• What is expected
Of the entries below, return exactly those lines that fall between the one containing "PR #7476, opened 2026-08-12" and the one containing "### The Problem", the two end lines included.

Stored data
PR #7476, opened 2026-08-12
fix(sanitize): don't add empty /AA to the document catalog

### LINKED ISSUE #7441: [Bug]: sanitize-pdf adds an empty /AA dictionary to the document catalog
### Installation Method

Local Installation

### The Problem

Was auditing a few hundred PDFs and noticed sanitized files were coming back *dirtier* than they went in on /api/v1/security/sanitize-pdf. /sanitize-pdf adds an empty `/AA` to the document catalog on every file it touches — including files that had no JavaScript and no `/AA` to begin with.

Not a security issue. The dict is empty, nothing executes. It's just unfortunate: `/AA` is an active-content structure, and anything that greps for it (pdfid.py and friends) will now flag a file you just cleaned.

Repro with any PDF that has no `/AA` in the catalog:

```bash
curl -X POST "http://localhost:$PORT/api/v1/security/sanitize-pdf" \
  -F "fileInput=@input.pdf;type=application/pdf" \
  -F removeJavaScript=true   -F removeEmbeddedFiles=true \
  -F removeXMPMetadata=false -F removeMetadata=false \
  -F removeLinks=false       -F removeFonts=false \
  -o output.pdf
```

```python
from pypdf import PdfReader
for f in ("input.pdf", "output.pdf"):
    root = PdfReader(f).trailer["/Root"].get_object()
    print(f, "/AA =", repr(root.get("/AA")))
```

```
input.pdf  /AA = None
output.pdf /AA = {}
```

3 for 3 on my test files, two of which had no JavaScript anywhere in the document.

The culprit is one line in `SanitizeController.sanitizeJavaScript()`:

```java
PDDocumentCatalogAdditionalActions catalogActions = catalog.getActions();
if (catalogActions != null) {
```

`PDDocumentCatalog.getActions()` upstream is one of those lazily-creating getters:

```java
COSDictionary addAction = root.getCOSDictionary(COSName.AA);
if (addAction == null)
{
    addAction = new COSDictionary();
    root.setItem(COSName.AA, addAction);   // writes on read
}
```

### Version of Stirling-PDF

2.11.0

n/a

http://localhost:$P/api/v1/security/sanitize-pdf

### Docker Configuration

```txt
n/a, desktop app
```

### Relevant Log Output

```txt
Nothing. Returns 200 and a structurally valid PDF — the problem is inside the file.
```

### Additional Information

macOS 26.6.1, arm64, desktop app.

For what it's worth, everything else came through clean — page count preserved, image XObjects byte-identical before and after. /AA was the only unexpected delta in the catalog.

==

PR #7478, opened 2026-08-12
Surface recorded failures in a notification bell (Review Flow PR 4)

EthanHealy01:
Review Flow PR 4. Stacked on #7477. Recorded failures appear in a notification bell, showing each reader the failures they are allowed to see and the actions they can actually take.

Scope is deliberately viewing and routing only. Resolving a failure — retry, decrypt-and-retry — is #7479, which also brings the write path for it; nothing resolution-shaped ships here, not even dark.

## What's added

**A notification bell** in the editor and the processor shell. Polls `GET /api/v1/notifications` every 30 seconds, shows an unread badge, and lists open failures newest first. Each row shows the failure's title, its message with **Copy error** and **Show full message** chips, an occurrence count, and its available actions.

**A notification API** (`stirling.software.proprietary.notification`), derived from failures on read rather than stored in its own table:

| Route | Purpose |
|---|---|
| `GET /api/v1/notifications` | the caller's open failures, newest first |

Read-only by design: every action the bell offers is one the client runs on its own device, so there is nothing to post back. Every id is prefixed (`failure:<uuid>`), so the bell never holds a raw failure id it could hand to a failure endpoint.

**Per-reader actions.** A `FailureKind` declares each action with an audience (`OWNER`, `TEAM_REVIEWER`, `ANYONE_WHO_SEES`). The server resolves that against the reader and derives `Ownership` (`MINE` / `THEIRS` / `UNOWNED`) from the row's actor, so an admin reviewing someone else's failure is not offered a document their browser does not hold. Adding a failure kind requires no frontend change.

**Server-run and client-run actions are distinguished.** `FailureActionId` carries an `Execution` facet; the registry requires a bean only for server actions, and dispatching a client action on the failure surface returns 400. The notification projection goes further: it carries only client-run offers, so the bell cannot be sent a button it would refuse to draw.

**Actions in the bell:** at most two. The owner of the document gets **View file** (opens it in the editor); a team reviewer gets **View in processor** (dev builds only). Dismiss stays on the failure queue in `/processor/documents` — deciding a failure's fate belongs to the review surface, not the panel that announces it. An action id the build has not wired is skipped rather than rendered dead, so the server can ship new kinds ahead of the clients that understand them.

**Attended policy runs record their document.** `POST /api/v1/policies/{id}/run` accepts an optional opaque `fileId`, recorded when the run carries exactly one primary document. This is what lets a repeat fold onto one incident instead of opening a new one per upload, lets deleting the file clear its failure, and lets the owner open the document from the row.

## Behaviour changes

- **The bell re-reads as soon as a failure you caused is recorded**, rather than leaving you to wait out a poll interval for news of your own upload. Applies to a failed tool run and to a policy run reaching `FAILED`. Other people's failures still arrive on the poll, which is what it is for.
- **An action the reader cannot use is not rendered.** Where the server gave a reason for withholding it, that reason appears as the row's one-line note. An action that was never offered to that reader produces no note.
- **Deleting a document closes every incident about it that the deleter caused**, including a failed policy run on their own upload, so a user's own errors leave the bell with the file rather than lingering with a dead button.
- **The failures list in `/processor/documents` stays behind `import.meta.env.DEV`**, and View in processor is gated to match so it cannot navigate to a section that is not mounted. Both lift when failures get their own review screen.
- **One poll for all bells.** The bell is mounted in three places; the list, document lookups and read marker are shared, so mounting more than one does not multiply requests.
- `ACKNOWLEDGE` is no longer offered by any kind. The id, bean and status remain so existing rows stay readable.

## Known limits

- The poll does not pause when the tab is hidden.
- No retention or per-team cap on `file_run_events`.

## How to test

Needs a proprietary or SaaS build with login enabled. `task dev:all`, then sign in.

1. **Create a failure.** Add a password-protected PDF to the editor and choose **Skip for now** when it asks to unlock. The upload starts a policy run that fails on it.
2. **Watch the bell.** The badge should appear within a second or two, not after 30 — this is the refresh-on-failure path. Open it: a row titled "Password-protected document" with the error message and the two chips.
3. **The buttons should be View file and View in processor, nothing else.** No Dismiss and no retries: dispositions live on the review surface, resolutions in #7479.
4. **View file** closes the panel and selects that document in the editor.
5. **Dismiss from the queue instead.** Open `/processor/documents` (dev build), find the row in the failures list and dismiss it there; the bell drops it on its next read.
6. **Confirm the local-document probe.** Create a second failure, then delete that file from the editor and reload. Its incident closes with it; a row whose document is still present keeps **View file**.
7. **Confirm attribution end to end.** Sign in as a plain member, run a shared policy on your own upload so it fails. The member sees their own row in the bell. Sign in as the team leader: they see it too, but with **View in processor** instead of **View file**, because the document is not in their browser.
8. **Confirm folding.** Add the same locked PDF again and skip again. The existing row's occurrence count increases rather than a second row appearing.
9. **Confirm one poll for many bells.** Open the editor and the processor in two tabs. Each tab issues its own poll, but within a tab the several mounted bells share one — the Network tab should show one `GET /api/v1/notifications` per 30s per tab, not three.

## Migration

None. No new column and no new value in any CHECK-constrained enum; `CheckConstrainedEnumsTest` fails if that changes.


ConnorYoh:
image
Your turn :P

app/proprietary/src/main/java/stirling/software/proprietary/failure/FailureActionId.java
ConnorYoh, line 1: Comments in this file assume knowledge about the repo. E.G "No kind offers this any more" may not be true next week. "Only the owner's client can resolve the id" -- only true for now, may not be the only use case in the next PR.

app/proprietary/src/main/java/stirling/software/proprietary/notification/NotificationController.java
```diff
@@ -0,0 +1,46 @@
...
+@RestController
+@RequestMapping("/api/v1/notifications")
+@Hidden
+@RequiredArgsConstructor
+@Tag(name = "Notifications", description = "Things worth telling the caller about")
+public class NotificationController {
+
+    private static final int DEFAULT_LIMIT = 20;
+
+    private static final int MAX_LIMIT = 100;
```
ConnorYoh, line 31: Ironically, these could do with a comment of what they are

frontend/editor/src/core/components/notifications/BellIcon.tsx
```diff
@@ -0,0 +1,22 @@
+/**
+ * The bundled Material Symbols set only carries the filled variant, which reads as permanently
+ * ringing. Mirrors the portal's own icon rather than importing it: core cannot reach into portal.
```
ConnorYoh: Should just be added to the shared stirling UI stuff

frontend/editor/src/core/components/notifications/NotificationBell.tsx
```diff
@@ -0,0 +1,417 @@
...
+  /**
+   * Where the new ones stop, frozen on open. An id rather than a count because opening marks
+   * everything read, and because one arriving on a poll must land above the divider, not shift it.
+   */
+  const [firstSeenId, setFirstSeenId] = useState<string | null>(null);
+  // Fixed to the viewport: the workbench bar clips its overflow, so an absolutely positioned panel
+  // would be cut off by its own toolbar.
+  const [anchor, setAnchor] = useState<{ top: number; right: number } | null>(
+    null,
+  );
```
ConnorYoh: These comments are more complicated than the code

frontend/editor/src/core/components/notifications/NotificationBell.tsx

• Task output
PR #7476, opened 2026-08-12
fix(sanitize): don't add empty /AA to the document catalog

### LINKED ISSUE #7441: [Bug]: sanitize-pdf adds an empty /AA dictionary to the document catalog
### Installation Method

Local Installation

### The Problem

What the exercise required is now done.